# Task directions
Could you write out the line containing "- Field and" and all the lines below it in the data, exactly, through the final one and nothing else?

# Saved data entries
* * *
PR #483, opened 2026-06-25
fix(captures): embed the payment via the `embed` query parameter

janpaepke:
## What

Captures could never embed the related payment. The Captures API embeds it through the `embed` query parameter, but the SDK sent `include`, which Mollie silently ignores — so `_embedded.payment` was never populated and `capture.getPayment()` always made a second request. The embed option was effectively dead.

## Fix (non-breaking)

- Add `embed` / `CaptureEmbed`.
- Keep `include` / `CaptureInclude` as `@deprecated` aliases that now resolve onto `embed`, so existing code keeps compiling **and** starts embedding correctly.
- Applies to payment captures (`get` / `list` / `iterate`) and settlement captures (`list` / `iterate`).

The deprecated→canonical mapping goes through a new generic `foldParameters` plumbing helper: target and source keys are both constrained to `keyof T` (a mistyped name is a compile error, not a silent no-op), the return type is a precise `Omit<T, source>`, and the key is left off the wire entirely when absent.

## Docs synced to spec

- Field and endpoint (binder-method) JSDoc refreshed against the current OpenAPI spec; dropped stale "supported methods" / legacy Orders-shipment-flow claims.
- `@see` URLs moved to the `/reference/...` format.

## Tests / verification

- Regression tests assert `?embed=payment` is actually sent — for both `embed` and the deprecated `include`, on `get` and `list` (including that the `all` / `list` aliases share the patched method).
- Unit tests for `foldParameters` (incl. the `{ to, from: undefined } -> { to }` edge).
- Full unit suite green; bundle loads and tests pass on Node 14.

## Notes / follow-ups

- `embed=payment` is taken from the spec; I couldn't reach the live API — worth a quick confirmation before release that `?embed=payment` populates `_embedded.payment`.
- `settlementAmount`: the spec omits it on the standalone capture response (it appears only on settlement-embedded captures). Left as-is (required) — flagged, not changed, since removing/narrowing it would be breaking and it is likely present in real responses.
* * *
# Task answer
- Field and endpoint (binder-method) JSDoc refreshed against the current OpenAPI spec; dropped stale "supported methods" / legacy Orders-shipment-flow claims.
- `@see` URLs moved to the `/reference/...` format.

## Tests / verification

- Regression tests assert `?embed=payment` is actually sent — for both `embed` and the deprecated `include`, on `get` and `list` (including that the `all` / `list` aliases share the patched method).
- Unit tests for `foldParameters` (incl. the `{ to, from: undefined } -> { to }` edge).
- Full unit suite green; bundle loads and tests pass on Node 14.

## Notes / follow-ups

- `embed=payment` is taken from the spec; I couldn't reach the live API — worth a quick confirmation before release that `?embed=payment` populates `_embedded.payment`.
- `settlementAmount`: the spec omits it on the standalone capture response (it appears only on settlement-embedded captures). Left as-is (required) — flagged, not changed, since removing/narrowing it would be breaking and it is likely present in real responses.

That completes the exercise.